Sassy Pants asked what my fave color, song and candy was. Hmm...Well fave color is easy. Pink with purple behind in a close second. I used to hate that color growing up. But now it's so bright and fun and goes with anything that I have become quite addicted. Truthfully, I enjoy any color (as long as it isn't orange) colors are so awesome to look at. Song is tough because my favorite songs change so often. But as I was thinking about this, my husband's ringtone popped on and I think that honestly has to be my favorite. It's one of those songs that was written just for me all about me. LoL. I WAS the inspiration, you don't even know. Baby Got Back..*sigh*...LOL! Just kidding! Oh word no. Although..No I do have back but we aren't going there. Hate that song...Anyways, Rascal Flatts-God Blessed The Broken Road. I tear up every time hearing that song. And hence why it's the ring tone that warns me tells me when my husband is calling me. Annnnd fave candy...Too hard. Some days I enjoy chocolate (rarely actually) a lot of the time I enjoy sour candies. And a lot of days I enjoy gummies. The most I think. Right now I'm craving some gummi Lifesavers actually. That one is difficult...Oooh Nerds! LoL. I'm a big candy person, not so big on chocolates. I do not like candy hearts. Does that help? LoL.

So there you have it. Questions asked and answers revealed. I think I will dedicate my Sundays to answer sessions, if there are any questions to be had by then. So if you have 'em, ask 'em! Hope you enjoyed this as much as I had :) Thank you and until next time!
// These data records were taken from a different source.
PR #949, opened 2021-09-02
Increase API pagination max per page from 250 to 3000

jamesrose:
### Context

A provider would like to be able to retrieve more participants using the API so that they can continue their integration. I have tested up to 3000 participants which was returned in c. 1.5s, which seems reasonable to me.

### DIFF
--- a/swagger/v1/api_spec.json
+++ b/swagger/v1/api_spec.json
@@ -1718,7 +1718,7 @@
           },
           "per_page": {
             "type": "integer",
-            "description": "The number items to display on a page. Defaults to 100. Maximum is 250, if the value is greater that the maximum allowed it will fallback to 250.",
+            "description": "The number items to display on a page. Defaults to 100. Maximum is 3000, if the value is greater that the maximum allowed it will fallback to 3000.",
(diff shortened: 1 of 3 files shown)


kicferk1 (approved):

swagger/v1/api_spec.json
```diff
@@ -1718,7 +1718,7 @@
           },
           "per_page": {
             "type": "integer",
-            "description": "The number items to display on a page. Defaults to 100. Maximum is 250, if the value is greater that the maximum allowed it will fallback to 250.",
+            "description": "The number items to display on a page. Defaults to 250. Maximum is 3000, if the value is greater that the maximum allowed it will fallback to 250.",
```
FriedSock, line 1721: the `default_per_page` is still set to 100, this bit also needs changing:
```
if the value is greater that the maximum allowed it will fallback to ~250~ 3000
```

jamesrose: Good spot. I knew there wasn't something right about that.

FriedSock (approved):

PR #952, opened 2021-09-02
CPDTP-429 Give providers feedback about declaration pay-ability

plisovin:
### Context

Lead providers need information about their declarations for a specific participant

Saturday, February 13, 2010

It's Valentine's Day ... Almost

Valentine's Day.
When it comes to this day. I am bitter. Seriously. And I can't give you just one reason. It would take too long. It isn't due to any heartbreaks or anything either. Well, maybe twice but not the point...It just seems like such an un-fair "holiday" to me. It's men's excuse for not showing any signs of romance all year long. They get off the hook because on this one day of the year, they buy a few flowers, grab a box of chocolates that I guarantee they don't know who made it or what's inside, and they buy dinner. Don't even bring me to the whole fact that on their mind this whole day is how teh act of "getting some" is in the bag.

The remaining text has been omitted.